Belfast Telegraph

Backlash after Ireland captain Rory Best attends rape trial

By Victoria Leonard

Twitter labels criticising Ireland and Ulster Rugby captain Rory Best for attending a rape trial involving team-mates have gone viral.

Several hashtags - such as #notmycaptain, #shouldertoshoulderwithher and #boycottirishrugby - began circulating on social media after Best and Ulster Rugby and Ireland team-mate Iain Henderson attended Belfast Crown Court last Wednesday, where Stuart Olding (24) and Paddy Jackson (26) are on trial.

The Ireland and Ulster stars are accused of raping the same woman in south Belfast in June 2016. Jackson is also charged with sexual assault. Both deny the charges.

Two other men have also been returned for trial on charges connected with the same incident.

Former Ulster Academy player Blane McIlroy (26) has pleaded not guilty to one count of exposure, while Belfast Harlequins player Rory Harrison (25) denies perverting the course of justice and withholding information.

Speaking after Saturday's Six Nations match in Paris, Best told reporters his reasons for attending court last week.

He said: "We sign out on Tuesday night, Wednesday is our day off, so technically we don't need permission to do stuff on our own time. The reason I was there, it's on the record I've been called as a character witness.

"I was advised it was important to attend, so I got both sides of the story. Because it's an ongoing legal matter, I will make no further comment than that."

Best's comments were criticised by social media users.

One wrote: "For the first time ever I found myself wishing for a loss for a national team... @Irish Rugby your players need to be held accountable #notmycaptain #shouldertoshoulderwithher."

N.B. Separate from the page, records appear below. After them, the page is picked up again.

PR #42, opened 2025-12-01
Add comprehensive test suite for scoring module

NikolaPantel:
- Add 38 unit tests covering all scoring functions
- Test issue multiplier calculation with various scenarios
- Test issue validation logic (gaming prevention)
- Test time decay multiplier (sigmoid curve)
- Test PR spam penalty calculation
- Test repository contributor counting
- Include edge cases and error handling

Contribution by Gittensor, learn more at https://gittensor.io/

PR #713, opened 2026-04-22
fix(cli): fail closed on GitHub verification skip in issues register

### LINKED ISSUE #712: [Bug] `gitt issues register` submits the on-chain transaction even when GitHub verification was skipped
## Description

`gitt issues register` is the owner-only command that writes a new issue bounty. Before writing, it calls `validate_github_issue()` to check with GitHub that the target issue actually exists, is an issue (not a PR), and is reachable.

The helper has three possible outcomes:

- Issue confirmed OK → returns a dict with the issue data.
- Issue definitely invalid (404, or it turns out to be a PR) → raises and the CLI aborts.
- Verification could not be completed (network error, 403, 500, 502, 503, etc.) → prints a yellow warning like `Warning: GitHub API returned 503 — skipping issue check` and returns `None`.

The third case is the problem. In `gittensor/cli/issue_commands/mutations.py:139`, `issue_register()` calls the helper but does not use its return value:

```python
validate_github_issue(owner, repo_name, issue_number)
```

No `result = ...`, no `if result is None: abort`. The warning prints, execution continues, and at `mutations.py:210-220` the CLI submits `register_issue` on-chain. In interactive mode the user at least sees the yellow warning before a default-Yes confirm prompt, but with `-y` / `--yes` or in non-interactive environments (CI, scripts) the prompt is skipped and the write happens with nothing in between.

So any GitHub outage or 5xx / 403 response during a registration attempt is currently enough for the CLI to put a bounty on-chain for an issue that was never actually verified.

## Steps to Reproduce

1. Run `gitt issues register --repo <owner>/<repo> --issue <n> --bounty <amount> -y` as the contract owner.
2. Arrange for `validate_github_issue()` to hit the verification-skipped path. In practice this means GitHub temporarily returns 5xx / 403, or the HTTP call raises `requests.RequestException`. Reproduced here by mocking `helpers.requests.get` to return a 503 response and by forcing a `RequestException`.
3. Observe: the CLI prints the yellow "skipping issue check" warning, and then still calls `contract_instance.exec('register_issue', ...)` at `mutations.py:210`. Exit code is 0.

## Expected Behavior

The owner-only mutation path should fail closed when GitHub verification cannot be completed. If the CLI cannot confirm that:

- the repository exists,
- the target is an issue and not a PR,
- the issue state was actually fetched,

then it should not submit the on-chain transaction. Something like a plain message along the lines of *"Could not verify issue #N in owner/repo on GitHub (status 503). Try again when GitHub is reachable."* and a non-zero exit would be the expected behavior for a command that is about to spend real ALPHA.

Read-only commands that also use these helpers can keep the current warn-and-skip behavior; only the mutation path needs to be strict.

## Actual Behavior

The CLI prints the warning, returns from the helper, proceeds through the confirmation prompt (or skips it with `-y`), and submits the `register_issue` transaction. An on-chain bounty entry is created whose GitHub target was never verified.

The validator side does not auto-clean entries like this:

- `gittensor/utils/github_api_tools.py:1099-1101` — `check_github_issue_closed()` returns `None` on any non-200 response, without distinguishing "issue does not exist" from "GitHub is flaky".
- `gittensor/validator/issue_competitions/forward.py:92-98` — when `check_github_issue_closed()` returns `None`, the validator just logs a warning and `continue`s.

So an entry registered during a verification skip can sit on-chain indefinitely, logged each cycle but never resolved or cancelled, until the owner manually runs the `cancel_issue` admin command.

## Environment

- OS: Linux 6.8.0-107-generic
- Python version: 3.12 (project requires `>=3.12`)

carlos4s:
## Summary

`gitt issues register` is owner-only and spends real ALPHA. Before writing to the contract, it calls `validate_repository()` and `validate_github_issue()` to check the target on GitHub — but both helpers silently warn-and-continue on network errors, 5xx, or 403 rate-limits. `issue_register` drops the return value, so a GitHub blip is enough for the CLI to fall through to `contract_instance.exec('register_issue', ...)` with nothing verified. With `-y` there isn't even a confirm prompt in between.

The validator side doesn't clean these up either — unresolvable entries just get logged each cycle until the owner cancels them manually.

Fix is narrow and opt-in: add a `require_verified_exists=False` flag to both helpers. Default keeps every existing caller (view, list, vote, admin, harvest) exactly as it was. Only `issue_register` flips it to `True`, and the register flow now aborts with a clear error before the on-chain call if GitHub verification couldn't complete. A 404 still raises its existing "not found" message; the flag only tightens the skip branches.

## Changes

- **`gittensor/cli/issue_commands/helpers.py`** — new private `_raise_github_verification_required()` helper, and a `require_verified_exists` kwarg on `validate_repository` / `validate_github_issue` that turns the warn-and-skip branches into `click.BadParameter`.
- **`gittensor/cli/issue_commands/mutations.py`** — `issue_register` passes `require_verified_exists=True` to both validators. Nothing else changes; the existing `except click.BadParameter` already surfaces it as a non-zero `ClickException`.
- **`tests/cli/test_cli_helpers.py`** — unit tests for 503 / 403 / `ConnectionError` / `Timeout`, default-off back-compat, 404 still winning. Plus two end-to-end tests that run `gitt issues register ... -y`, mock GitHub into a 503 / `ConnectionError`, and use a sentinel to assert `contract_instance.exec` is never reached.

## Test plan

- [x] `uv run --with pytest pytest tests/cli/test_cli_helpers.py -q` — 84 passed
- [x] `uv run --with ruff ruff check gittensor/cli/issue_commands/ tests/cli/`
- [x] `uv run --with ruff ruff format --check gittensor/cli/issue_commands/ tests/cli/`
- [x] Read-only paths (`gitt issues list`, `gitt vote ...`, `gitt admin ...`, `gitt harvest`) still warn-and-skip on network errors — they don't pass the flag.

Closes #712

### DIFF
--- a/gittensor/cli/issue_commands/helpers.py
+++ b/gittensor/cli/issue_commands/helpers.py
@@ -413,7 +413,7 @@ def validate_repository(
                 )
         except requests.RequestException as exc:
             if require_verified_exists:
-                detail = 'timeout' if isinstance(exc, requests.Timeout) else 'network error'
+                detail = type(exc).__name__
                 _raise_github_verification_required(
                     f"repository '{owner}/{repo_name}'",
                     detail,
@@ -446,7 +446,7 @@ def validate_github_issue(
         )
     except requests.RequestException as exc:
         if require_verified_exists:
-            detail = 'timeout' if isinstance(exc, requests.Timeout) else 'network error'
+            detail = type(exc).__name__
             _raise_github_verification_required(
                 f'issue #{issue_number} in {owner}/{repo}',
                 detail,
--- a/gittensor/cli/issue_commands/helpers.py
+++ b/gittensor/cli/issue_commands/helpers.py
@@ -347,12 +347,37 @@ def validate_bounty_amount(bounty: str) -> int:
     return raw
 
 
-def validate_repository(repo: str, verify_exists: bool = True) -> Tuple[str, str]:
+def _raise_github_verification_required(
+    check: str,
+    detail: str,
+    *,
+    param_hint: str,
+) -> None:
+    """Raise BadParameter when a GitHub existence probe could not complete.
+
+    Used by the strict variants of validate_repository and validate_github_issue
+    so mutation commands never fall through to on-chain writes on transient failures.
+    """
+    raise click.BadParameter(
+        f'Could not verify {check} on GitHub ({detail}). Try again when GitHub is reachable.',
+        param_hint=param_hint,
+    )
+
+
+def validate_repository(
+    repo: str,
+    verify_exists: bool = True,
+    *,
+    require_verified_exists: bool = False,
+) -> Tuple[str, str]:
     """Validate owner/repo format and optionally verify it exists on GitHub.
 
-    Returns (owner, repo_name) on success.
-    Raises click.BadParameter on failure.
+    Returns (owner, repo_name) on success. Raises click.BadParameter on failure.
+    Pass require_verified_exists=True to abort on transient GitHub errors instead
+    of warning and continuing; requires verify_exists=True.
     """
+    if require_verified_exists and not verify_exists:
+        raise ValueError('require_verified_exists requires verify_exists=True')
     repo = repo.strip()
 
     if not REPO_PATTERN.match(repo):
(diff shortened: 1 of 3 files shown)


anderdc (changes requested):
Functionality looks correct and the fix is proportionate. A few things to clean up before merge.

**1. Docstring style doesn't match the repo convention**

Existing docstrings in `helpers.py` (and the rest of the CLI modules) are terse, plain-text, no backticks, typically 1-2 sentences. Examples from the same file:

- `"""Apply Click decorators in the declared display order."""`
- `"""Format raw token amount (9-decimal) as human-readable ALPHA string."""`
- `"""Wrap status text with the appropriate Rich color tag."""`

The new docstrings in this PR use RST-style double-backticks (``` ``validate_repository`` ```, ``` ``click.BadParameter`` ```) and multi-paragraph design-justification prose. The CLI modules have **zero** prior uses of double-backticks, so this PR would be introducing a new style into files that have never had it.

Please rewrite the new docstrings to match. For `_raise_github_verification_required`, something like:

```python
def _raise_github_verification_required(...) -> None:
    \"\"\"Raise BadParameter when a GitHub existence probe could not complete.

    Used by the strict variants of validate_repository and validate_github_issue
    so mutation commands never fall through to on-chain writes on transient failures.
    \"\"\"
```

Same for the updated docstrings on `validate_repository` and `validate_github_issue` — keep them terse, drop the backticks, drop the multi-paragraph rationale.

**2. Error messages leak Python exception class names to end users**

The current format produces:

- `Could not verify issue #42 in owner/repo on GitHub (status 503). ...` (readable)
- `Could not verify issue #42 in owner/repo on GitHub (ConnectionError). ...` (leaks Python class name)
- `Could not verify issue #42 in owner/repo on GitHub (Timeout). ...` (leaks Python class name)

`ConnectionError` / `Timeout` are Python class names, not meaningful to CLI users. Map exception paths to human-readable terms:

```python
# Currently:
_raise_github_verification_required(..., type(exc).__name__, param_hint='--issue')

# Better:
_raise_github_verification_required(..., 'network error', param_hint='--issue')
```

If you want to distinguish timeout from connection error, map them explicitly:

```python
detail = 'timeout' if isinstance(exc, requests.Timeout) else 'network error'
```

**3. Optional — latent parameter combo**

`validate_repository` accepts both `verify_exists=True` (default) and `require_verified_exists=False` (default). If a future caller passes `verify_exists=False, require_verified_exists=True`, the verification block is skipped entirely and `require_verified_exists` silently has no effect. Not an issue today since `issue_register` uses the right combination, but worth a guard:

```python
if require_verified_exists and not verify_exists:
    raise ValueError('require_verified_exists requires verify_exists=True')
```

Optional, take it or leave it depending on your defensive-coding taste.

**Otherwise:**

The bug is real and well-documented (bittoby's issue #712 was excellent), the fix is narrow (opt-in flag, default preserves all existing callers), the tests are unusually good (back-compat lock-in, 404 still wins, sentinel tests that `contract_instance.exec` is never reached). Once the docstring style and the exception-name leak are fixed, this is ready to merge.

carlos4s:
@anderdc Thanks for your feedback. I updated all based on your feedback. Please review again.

anderdc:
can you provide screenshots of the commands working correctly/failing properly

anderdc (approved):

Another wrote: "Previously had a great deal of admiration for Rory Best but the decision to go to a rape trial is not one I can support. IRFU need to do something. #notmycaptain #shouldertoshoulderwithher."

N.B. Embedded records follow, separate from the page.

Issue #714, opened 2026-04-22
feat(cli): confirm destructive admin and vote commands


wmagev:
## Summary
- Adds a y/n confirmation prompt before executing destructive owner/validator commands: `admin cancel`, `admin payout`, `admin set-owner`, `admin set-treasury`, `admin add-validator`, `admin remove-validator`, `vote solution`, `vote cancel-issue`.
- Bypassable with `--yes` / `-y` and auto-skipped when stdin is not a TTY, so scripts and CI pipelines are unaffected.
- `admin set-owner` panel now calls out that the transfer is irreversible, since a mistyped address permanently bricks the contract.
- Confirmation lives in a shared `confirm_or_abort` helper in `issue_commands/helpers.py` reusing the existing `with_cli_behavior_options(include_yes=True)` decorator.

## Test plan
- [ ] `gitt admin cancel <id>` in a TTY prompts and aborts cleanly on `n`
- [ ] `gitt admin cancel <id> --yes` skips the prompt
- [ ] `echo | gitt admin cancel <id>` (non-TTY) does not hang on the prompt
- [ ] `gitt admin set-owner <addr>` shows the red irreversibility warning before prompting
- [ ] `gitt vote solution …` / `gitt vote cancel-issue …` prompt and honor `--yes`

PR #715, opened 2026-04-22
feat(cli): confirm destructive admin and vote commands

plind-junior:
## Summary
- Adds a y/n confirmation prompt before executing destructive owner/validator commands: `admin cancel`, `admin payout`, `admin set-owner`, `admin set-treasury`, `admin add-validator`, `admin remove-validator`, `vote solution`, `vote cancel-issue`.
- Flag mirrors btcli: `--no-prompt` skips the gate (with `--yes` and `-y` kept as aliases so existing gittensor scripts still work). Auto-skipped when stdin is not a TTY, so scripts and CI pipelines are unaffected.
- `admin set-owner` panel now calls out that the transfer is irreversible, since a mistyped address permanently bricks the contract.
- Confirmation lives in a shared `confirm_or_abort` helper in `issue_commands/helpers.py` reusing the existing `with_cli_behavior_options(include_yes=True)` decorator.
- Existing `issues register` already has this gate (introduced in #211); this PR extends the same pattern to the remaining on-chain writes. `register`'s inline check could later be migrated onto `confirm_or_abort` — left as a follow-up to keep this PR tight.

## Why — matches the `btcli` precedent
`btcli`, the reference Bittensor CLI, prompts for y/n confirmation before every state-changing / on-chain action and exposes `--no-prompt` / `-y` to skip it for scripting. Operators already expect this flag across the Bittensor ecosystem. Examples of what btcli gates:

- `btcli wallet transfer` — confirms recipient + amount before signing
- `btcli stake add` / `btcli stake remove` — confirms amount and hotkey
- `btcli subnet register` / `btcli root register` — confirms the burn cost
- `btcli root set-weights`, `btcli root boost`, `btcli root slash` — confirms weight changes
- `btcli subnet create` — confirms the lock cost
- `btcli wallet regen-*` / wallet deletion — confirms overwrite of existing keys

The gittensor admin and validator-vote commands are the same class of action — owner-only contract writes and validator votes that trigger payouts — so applying the same gate (print the details in a Panel, then `click.confirm`, with `--no-prompt` / `--yes` / `-y` to bypass and auto-skip on non-TTY) keeps UX consistent with what Bittensor operators already expect.

## Test plan
- [ ] `gitt admin cancel <id>` in a TTY prompts and aborts cleanly on `n`
- [ ] `gitt admin cancel <id> --no-prompt` skips the prompt (btcli-style)
- [ ] `gitt admin cancel <id> --yes` / `-y` also skip the prompt (back-compat)
- [ ] `echo | gitt admin cancel <id>` (non-TTY) does not hang on the prompt
- [ ] `gitt admin set-owner <addr>` shows the red irreversibility warning before prompting
- [ ] `gitt vote solution …` / `gitt vote cancel-issue …` prompt and honor `--no-prompt`
- [ ] `gitt admin cancel-issue --help` lists `--yes, --no-prompt / -y`

#714

### DIFF
--- a/gittensor/cli/issue_commands/admin.py
+++ b/gittensor/cli/issue_commands/admin.py
@@ -21,6 +21,7 @@ from .helpers import (
     _handle_command_error,
     _make_contract_client,
     _resolve_contract_and_network,
+    confirm_or_abort,
     console,
     format_alpha,
     print_error,
@@ -28,6 +29,7 @@ from .helpers import (
     print_success,
     require_valid_issue_id,
     require_valid_ss58,
+    with_cli_behavior_options,
     with_network_contract_options,
     with_wallet_options,
 )
@@ -46,7 +48,10 @@ def admin():
 @click.argument('issue_id', type=int)
 @with_wallet_options()
 @with_network_contract_options('Contract address (uses config if empty)')
-def admin_cancel(issue_id: int, network: str, rpc_url: str, contract: str, wallet_name: str, wallet_hotkey: str):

Last week Alliance MLA Paula Bradshaw wrote to Ulster Rugby to ask what guidance was provided to team members in relation to attending the trial. Yesterday, she said she had been contacted by former players of Ulster Rugby and other clubs "wanting to distance themselves" from the decision to attend court.

"It's hard to measure if the rugby teams' reputations have been tarnished," she said. "Rory Best says he was there to inform himself, but a character reference needs to be independent from the other evidence.

"The whole thing has been ill-judged from the start."

Yesterday it was reported that Best and Henderson did not seek permission from the IRFU, or inform it of their intention to attend the trial. Irish coach Joe Schmidt was also not asked for his permission by Mr Best.

The IRFU said: "We confirmed to the BBC last Wednesday that any person attending court proceedings does so in a personal capacity.

"It would be inappropriate for the IRFU to comment on any matter pertaining to ongoing legal proceedings. We must respect the primacy and importance of the ongoing trial and to do so we must ensure that we provide no information, or comment, that could either directly or indirectly impact upon it."

However, the Sunday Business Post reported that Ulster Rugby had given advice to staff and players on making public statements and appearances during the trial.

Ulster Rugby told the paper it took the criminal allegations made at the trial "extremely seriously", adding: "Both players will continue to receive appropriate support from the IRFU and Ulster Rugby. The IRFU and Ulster Rugby will conduct a full review of the matter when the trial has concluded."